I will pack it up and head home when I throw 8 oz and it will not even think about holding. Last trip I made the wind was 30 and 8 oz washed up on the bank in less than 5 seconds. That was unfishable. We moved to the inlet where we had a wind break and less current. 

If you can get your bait to hold I would say fish no matter how hard the wind is blowing. Fish have to eat even if the wind is blowing 50 mph. You just have to be at the right place when they decide to feed. 

My biggest drum, 45", was caught when 8 would drift fairly quickly. Crappy weather did not seam to bother her any. 

I would say fish!!!!

Darin


----------



## TreednNC (Jul 1, 2005)

fished with 16 oz and it was down the beach in the wash in 5-10min (was a tourny though)....

If I have time to kill, 12-14oz if it takes more than that, it's a good time to go see what kinda new tackle you can buy that you dont need at the local shop


----------



## mongosurf (Oct 3, 2005)

*Bullet Weights*

Guys;

I just fished Ft Fisher this past Saturday with heavy surf and high winds up to 20-30 mph gusts and I was able to hold the bottom with a 4 ounce "bullet weight" that I had just bought from a recently opened "Sportsman Warehouse" here in Columbia SC.

What these things look like is a 4 ounce piece of lead with a nose cone in the front and then four pieces of heavy bronze wire protruding out the back that can be bent outwards as far as you want to grab the bottom. They then have a one inch piece of twisted bronze wire with an eye at the end to attach your line or rig too.

I was trying to use the Breakaway weights with the wires protruding out but they are made to release and fold backwards when pulled in, which made them break lose from the bottom and roll toward the beach.

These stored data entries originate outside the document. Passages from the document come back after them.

PR #2039, opened 2021-12-26
Add READMEs to Maven modules

Marcono1234:
Adds `README` files to the Maven modules to make it easier for new contributors to understand the project structure.

### DIFF
--- a/examples/android-proguard-example/README.md
+++ b/examples/android-proguard-example/README.md
@@ -1,8 +1,8 @@
 # android-proguard-example
 
 Example Android project showing how to properly configure [ProGuard](https://www.guardsquare.com/proguard).
-ProGuard is a tool for 'shrinking' and obfuscating compiled classes, it removes methods and fields if
-they appear to be unused or renames them. This can cause issues for Gson which uses Java reflection to
+ProGuard is a tool for 'shrinking' and obfuscating compiled classes. It can rename methods and fields,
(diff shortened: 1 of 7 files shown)


examples/android-proguard-example/README.md
```diff
@@ -0,0 +1,9 @@
+# android-proguard-example
+
+Example Android project showing how to properly configure [ProGuard](https://www.guardsquare.com/proguard).
+ProGuard is a tool for 'shrinking' and obfuscating compiled classes, it removes methods and fields if
```
eamonnmcmanus, line 4: This sentence could perhaps be improved. What about this?

> ProGuard is a tool for 'shrinking' and obfuscating compiled classes.
> It can rename methods and fields, or remove them if they appear to be unused.

gson/README.md
```diff
@@ -0,0 +1,4 @@
+# gson
```
eamonnmcmanus, line 1: I agree that the original `gson/README` file is not particularly helpful, since it is essentially a truncated form of the `README.md` file from the parent directory.

eamonnmcmanus (commented):
This is very helpful, thanks! Just one small comment.

examples/android-proguard-example/README.md
Marcono1234: That sounds better, thanks!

Bottom line, we stayed all day at Fort Fisher with high tides and high winds, the "bullet"weights stayed on the bottom where we put them and caught blues and a big red in high surf


----------



## notso (Jul 18, 2005)

10-12oz is usually my limit (unless I see someone catch a fish). I don't think that anything is truely "unfishable", 25 mph certainly is not 40-50 is when it gets really miserable & I start looking for shelter. It's mostly a case of how much sand blasting I can take. Of course, if I lived close to the beach, I would probably be a lot pickier about the weather that I fished in. I get about 10 weekends a year & if I'm there, I gonna fish. At least for a little while.


----------



## Cdog (Mar 18, 2002)

This weekend I was throwing 10's and then moved to 12's and they were still rolling. It became unfishable for me when my shoulders got tired of throwing the heavy lead...


----------



## The Crew (Jul 8, 2007)

Another factor is the test pound you are using for line. I found the lighter the line the less sinker it takes to hold bottom.


----------



## TreednNC (Jul 1, 2005)

BidEdD talk to DD about that. Maybe in mono where there is stretch and give with said current. Im all ears to that man.


----------



## Jesse Lockowitz (Feb 13, 2006)

BigEdD said:


> Another factor is the test pound you are using for line. I found the lighter the line the less sinker it takes to hold bottom.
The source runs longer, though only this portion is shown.